ISO 9001 and ISO 14001 are two of the most widely adopted ISO management system standards. This guide explains the key differences between quality and environmental management systems, certification requirements, and when organizations should implement each standard.

A complete comparison of ISO 9001 quality management and ISO 14001:2026 environmental management — what each standard requires, how they differ, when you need both, and how to implement them together.

Affiliate Disclosure: Some links in this article are affiliate links.
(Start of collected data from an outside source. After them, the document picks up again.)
PR #8391, opened 2024-10-20
Rename dev dependencies to dependency groups in lockfile

charliermarsh:
## Summary

This is backwards compatible (we respect `dev-dependencies` as an alias).

Part of https://github.com/astral-sh/uv/pull/8272.

### DIFF
--- a/crates/uv-resolver/src/lock/mod.rs
+++ b/crates/uv-resolver/src/lock/mod.rs
@@ -211,7 +211,7 @@ impl Lock {
                         continue;
                     };
                     let marker = edge.weight().clone();
-                    package.add_dev_dependency(
+                    package.add_group_dependency(
                         &requires_python,
                         group.clone(),
                         dependency_dist,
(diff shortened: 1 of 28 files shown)


crates/uv-resolver/src/lock/mod.rs
```diff
@@ -2218,17 +2218,17 @@ struct PackageWire {
     dependencies: Vec<DependencyWire>,
     #[serde(default)]
     optional_dependencies: BTreeMap<ExtraName, Vec<DependencyWire>>,
-    #[serde(default)]
-    dev_dependencies: BTreeMap<GroupName, Vec<DependencyWire>>,
+    #[serde(default, alias = "dependency-groups")]
```
j178, line 2221: Should be `dev-dependencies`?

charliermarsh:
> How is this about forward compatibility? i.e. user who has old uv wants to interact with new lockfile from random project?
Should bump the lockfile's version?

Yeah this wouldn't work. I don't think bumping the version even helps here, because prior versions of uv don't look at it and don't (e.g.) throw an error or show a warning.

zanieb (approved):

PR #8394, opened 2024-10-20
Error when --group includes non-existent groups

charliermarsh:
## Summary

Part of https://github.com/astral-sh/uv/pull/8272.

### DIFF
--- a/crates/uv/tests/it/sync.rs
+++ b/crates/uv/tests/it/sync.rs
@@ -1226,6 +1226,53 @@ fn sync_dev_group() -> Result<()> {
     Ok(())
 }
 
+#[test]
+fn sync_non_existent_group() -> Result<()> {
+    let context = TestContext::new("3.12");
+
+    let pyproject_toml = context.temp_dir.child("pyproject.toml");
+    pyproject_toml.write_str(
+        r#"
+        [project]
+        name = "project"
+        version = "0.1.0"
+        requires-python = ">=3.12"
+        dependencies = ["typing-extensions"]
+
+        [dependency-groups]
+        foo = []
+        bar = ["requests"]
+        "#,
+    )?;
+
+    context.lock().assert().success();
+
+    // Requesting a non-existent group should fail.
+    uv_snapshot!(context.filters(), context.sync().arg("--group").arg("baz"), @r###"
+    success: false
+    exit_code: 2
+    ----- stdout -----
+
+    ----- stderr -----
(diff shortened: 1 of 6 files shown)


crates/uv/tests/it/sync.rs
```diff
@@ -1226,6 +1226,52 @@ fn sync_dev_group() -> Result<()> {
...
+
+    // Requesting an empty group will also fail.
+    uv_snapshot!(context.filters(), context.sync().arg("--group").arg("foo"), @r###"
+    success: false
+    exit_code: 2
+    ----- stdout -----
+
+    ----- stderr -----
+    Resolved 7 packages in [TIME]
+    error: Could not find dependency group `foo`
```
charliermarsh, line 1269: This might be a blocker, but we don't write empty groups to the resolution right now...

crates/uv-resolver/src/lock/mod.rs
```diff
@@ -613,6 +613,16 @@ impl Lock {
                 }
             }
 
+            // Validate any requested dependency groups.
+            for group in dev.groups().iter() {
+                if !root.metadata.requires_dev.contains_key(group) {
```
charliermarsh, line 618: I don't love using `metadata` here (rather than `root.dev_dependencies`) because this metadata is mostly just intended for lockfile validation / caching (we invalidate the lockfile when the metadata changes). But if we use `root.dev_dependencies`, we will _also_ fail if the user does `--group foo` when `foo` is empty. It seems wrong to fail when requesting a valid but empty group, so...

crates/uv/tests/it/sync.rs
```diff
@@ -1226,6 +1226,54 @@ fn sync_dev_group() -> Result<()> {
...
+
+    // Requesting a non-existent group should fail.
+    uv_snapshot!(context.filters(), context.sync().arg("--group").arg("baz"), @r###"
+    success: false
+    exit_code: 2
+    ----- stdout -----
+
+    ----- stderr -----
+    Resolved 7 packages in [TIME]
+    error: Could not find dependency group `baz`
```
zanieb, line 1258: Curious that we fail _after_ resolution?

charliermarsh: We validate the requested groups during the sync operation rather than the lock operation. I guess we could do both.

zanieb: Might be annoying to do a long resolution then fail because the group doesn't exist.

Issue #8144, opened 2024-10-12
insufficient retrying around transient errors during `uv sync` (os error 104 in this case)


jgehrcke:
With uv 0.4.20 while running `uv sync --locked` I saw this:

```
...
2024-10-12T10:59:36.1923265Z Resolved 309 packages in 1ms
2024-10-12T10:59:42.4248290Z error: Failed to prepare distributions
2024-10-12T10:59:42.4252642Z   Caused by: Failed to fetch wheel: validators==0.20.0
2024-10-12T10:59:42.4257462Z   Caused by: Failed to resolve requirements from `setup.py` build
2024-10-12T10:59:42.4261587Z   Caused by: No solution found when resolving: `setuptools>=40.8.0`
2024-10-12T10:59:42.4265596Z   Caused by: request or response body error
2024-10-12T10:59:42.4269481Z   Caused by: error reading a body from connection
2024-10-12T10:59:42.4273696Z   Caused by: Connection reset by peer (os error 104)
2024-10-12T10:59:42.4366532Z ##[error]Process completed with exit code 2.
...
```
Environment: github actions

The log does not reveal if any retry was attempted. Such transient errors should certainly be retried for a small-ish number of times, up to a reasonable deadline.

As I have thought and talked a lot about the relevance of retries around transient errors in distributed systems and CI: once we improve the retrying logic it would be great to have explicit logs indicating those error and retries, leading up to success.

zanieb:
cc @konstin

charliermarsh:
> ...once we improve the retrying logic it would be great to have explicit logs indicating those error and retries, leading up to success.

I believe we already have this.

konstin:
If we did retry, we show "Request failed after 3 retries" in the error chain, so this error failed our retrying and was retried as it should have been.

Currently, we only show individual retries with eventual success with `-v`, but we can certainly bump that to a warning (<https://github.com/astral-sh/uv/blob/ad638d7fa394303f09d8bd0e8bde474702dff606/crates/uv-client/src/base_client.rs#L402-L413>)

zanieb:
> ... was retried as it should have been.

I'm confused, I don't see "after 3 retries" in the error message?

konstin:
there's was a _not_ critically missing in that sentence

notatallshaw:
[...]

PR #8444, opened 2024-10-22
Always attach URL to network errors

konstin:
Due to the enduring problems with #8144 and related issues, I've opted for a more systemic approach and switched all reqwest errors to not use the implicit-try-fallthrough `#[from]`, but an explicit `#[source]` with a URL attached (except for when there is only one or no URL). This guarantees that we get the URL that failed, and helps identifying the responsible code path.

### DIFF
--- a/crates/uv/tests/it/pip_compile.rs
+++ b/crates/uv/tests/it/pip_compile.rs
@@ -9365,6 +9365,7 @@ fn not_found_direct_url() -> Result<()> {
 
     ----- stderr -----
     error: Failed to download: `iniconfig @ https://files.pythonhosted.org/packages/ef/a6/fake/iniconfig-2.0.0-py3-none-any.whl`
+      Caused by: Failed to fetch https://files.pythonhosted.org/packages/ef/a6/fake/iniconfig-2.0.0-py3-none-any.whl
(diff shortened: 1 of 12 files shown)


zanieb:
It's a bit of a bummer that in all the snapshot changes here we just end up repeating the URL.

konstin:
I'd prefer it if reqwest would always include the URL or otherwise have a switch to turn the optional URL off from duplication in error display, but lacking that it's better to repeat the URL than to end up with errors like https://github.com/astral-sh/uv/issues/8144#issuecomment-2426912260 that we can't trace anymore.

crates/uv/tests/it/pip_compile.rs
```diff
@@ -9365,6 +9365,7 @@ fn not_found_direct_url() -> Result<()> {
 
     ----- stderr -----
     error: Failed to download: `iniconfig @ https://files.pythonhosted.org/packages/ef/a6/fake/iniconfig-2.0.0-py3-none-any.whl`
+      Caused by: Failed to fetch https://files.pythonhosted.org/packages/ef/a6/fake/iniconfig-2.0.0-py3-none-any.whl
```
charliermarsh, line 9368: I think we should probably use the colon and backticks for this.

charliermarsh (approved):

konstin:
For just the reqwest error messages and given the opaque reqwest error type, it doesn't make sense to optimize this too much, so we accept the slight regression in the error trace for being able to fix bugs like #8144 and ensuring that we show the user the error URL.

Issue #8889, opened 2024-11-07
manylinux support is missing for riscv64


markdryan:
* The current uv platform: linux/riscv64
* The current uv version (`uv --version`): uv 0.4.30 (which includes #8660)

It's not currently possible to install riscv64 manylinux wheels using uv.  If I try locally with the command

```
$ uv pip install PyYAML-6.0.2-cp311-cp311-manylinux_2_35_riscv64.whl 
Using Python 3.11.4 environment at /home/HOME/uv-venv
Resolved 1 package in 156ms
error: Failed to determine installation plan
  Caused by: A path dependency is incompatible with the current platform: PyYAML-6.0.2-cp311-cp311-manylinux_2_35_riscv64.whl
```

I get the error shown.   Although the manylinux container images do not yet support riscv64, auditwheel [does](https://github.com/pypa/auditwheel/blob/main/src/auditwheel/policy/manylinux-policy.json#L446), so it is possible to create manylinux wheels for riscv64.  These wheels can be installed by pip, but not by uv.

According to the auditwheel policy file for manylinux, the oldest version of manylinux that supports riscv64 is [2.31](https://github.com/pypa/auditwheel/blob/main/src/auditwheel/policy/manylinux-policy.json#L326).  Locally, I have tried modifying [get_minimum_manylinux_minor](https://github.com/astral-sh/uv/blob/main/crates/uv-platform-tags/src/platform.rs#L111C12-L111C39) so that it returns 31 for riscv64.  Doing so allows the command shown above to work correctly, e.g.,

```
$ uv pip install PyYAML-6.0.2-cp311-cp311-manylinux_2_35_riscv64.whl 
Using Python 3.11.4 environment at /home/HOME/uv-venv
Resolved 1 package in 165ms
Prepared 1 package in 174ms
Uninstalled 1 package in 14ms
Installed 1 package in 37ms
 - pyyaml==6.0.2
 + pyyaml==6.0.2 (from file:///home/HOME/PyYAML-6.0.2-cp311-cp311-manylinux_2_35_riscv64.whl)
```

I'd like to submit this small change to uv to enable it to install manylinux wheels on riscv64.  Would such a patch be acceptable?

[...]

PR #8934, opened 2024-11-08
Allow installation of manylinux wheels on riscv64

markdryan:
## Summary

auditwheel is capable of generating riscv64 wheels for manylinux_2_31 and above.  Here we modify uv-platform-tags so that those wheels can be installed using uv.

Fixes: #8889

## Test Plan

- ran `cargo nextest run` locally on an x86 machine
- also ran `cargo nextest run` locally on a riscv64 VM but there were a fair few failures (with and without this patch)
- built a riscv64 uv wheel, installed it on a riscv64 VM and checked that I could use the newly built version of uv to install manylinux_2_35_riscv64 wheels.

### DIFF
--- a/crates/uv-platform-tags/src/platform.rs
+++ b/crates/uv-platform-tags/src/platform.rs
@@ -117,8 +117,10 @@ impl Arch {
             }
             // manylinux 1
             Self::X86 | Self::X86_64 => Some(5),
+            // manylinux_2_31
+            Self::Riscv64 => Some(31),
             // unsupported
-            Self::Armv6L | Self::Riscv64 => None,
+            Self::Armv6L => None,
         }
     }
 }


charliermarsh:
Are you able to link to any references around the riscv64 / manylinux relationship, for posterity?

konstin:
It's documented in https://github.com/pypa/auditwheel/blob/dd3df250063f520950f7f7c3e30544c701b5ec9c/src/auditwheel/policy/manylinux-policy.json#L329, i wanted to add this for the review

markdryan:
> Are you able to link to any references around the riscv64 / manylinux relationship, for posterity?

There's a [thread](https://discuss.python.org/t/packaging-support-for-riscv64/58475) discussing the status of packaging support for riscv64 in the Python packaging discussion forums.  As far as I'm aware, the situation as of today is that, auditwheel>=6.10 and maturin>=v1.7.1 can create manylinux riscv64 wheels and pip>=24.1 can install them.  Neither the manylinux container images, pypi/wharehouse or cibuildwheel yet support riscv64, but this doesn't in itself prevent riscv64 manylinux wheels from being built, installed or uploaded to other registries, such as those provided by gitlab.

konstin (approved):
Thanks!

I've confirmed with `docker run --rm -it --platform linux/riscv64 ubuntu` that `uv pip install cmake --only-binary :all: -v --index-url https://gitlab.com/api/v4/projects/riseproject%2Fpython%2Fwheel_builder/packages/pypi/simple` picks the manylinux over the linux package after this change

Issue #8941, opened 2024-11-08
Should `uv` graduate from 'beta' on PyPI?


paveldikov:
The release announcement for 0.5.0 alludes to `uv`'s increasing maturity; maybe the time is now?

Cf. `ruff` already having been classified as `5 - Production/Stable` for quite some time now.

IME it's not a big issue, but it does on occasion raise some eyebrows: _'is it appropriate to cast our lot with a package that is marked as beta?'_

charliermarsh:
Good call -- done in the next release!

PR #8943, opened 2024-11-08
Update uv development status classifier to "Stable" on PyPI

zanieb:
Closes https://github.com/astral-sh/uv/issues/8941

### DIFF
--- a/pyproject.toml
+++ b/pyproject.toml
@@ -12,7 +12,7 @@ keywords = [
   "uv", "requirements", "packaging"
 ]
 classifiers = [
-  "Development Status :: 4 - Beta",
+  "Development Status :: 5 - Production/Stable",
   "Environment :: Console",
   "Intended Audience :: Developers",
   "Operating System :: OS Independent",


pyproject.toml
```diff
@@ -12,7 +12,7 @@ keywords = [
   "uv", "requirements", "packaging"
 ]
 classifiers = [
-  "Development Status :: 4 - Beta",
+  "Development Status :: 4 - Stable",
```
charliermarsh, line 15: I think this needs to be "Development Status :: 5 - Production/Stable"

zanieb: Thanks, I should have looked that up.

zanieb: For reference https://pypi.org/classifiers/

mkniewallner: Maybe overkill, but https://pypi.org/project/validate-pyproject/ can validate a `pyproject.toml`, including classifiers. It would have indeed detected the issue here:

```console
$ uvx --from 'validate-pyproject[all]' validate-pyproject pyproject.toml
Invalid file: pyproject.toml
[ERROR] `project.classifiers[0]` must be trove-classifier
```

There's even a `pre-commit` hook, so maybe that can be run locally only when `pyproject.toml` is updated, and every time on the CI as it should be quick to run? Happy to add it if you think it's worth doing.

zanieb: I don't really feel the need for a pre-commit hook but a CI check seems nice to have!

charliermarsh (approved):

If you purchase through them, The Standards Navigator may earn a commission at no additional cost to you.


Two Standards. Two Different Problems. One Organization.

ISO 9001 and ISO 14001 are two of the most widely adopted management system standards in the world. Both are published by the International Organization for Standardization. Both use the same Harmonized Structure. Both require third-party certification audits.

And they address entirely different organizational risks.

ISO 9001 asks: are your processes consistently delivering products and services that meet customer and regulatory requirements?

ISO 14001:2026 asks: are you systematically identifying and controlling the environmental impacts of your operations?

For manufacturers, construction contractors, and industrial operations, the answer to both questions matters — which is why the question most organizations actually face isn’t “which one do I need?” It’s “which one do I implement first, and should I implement both together?”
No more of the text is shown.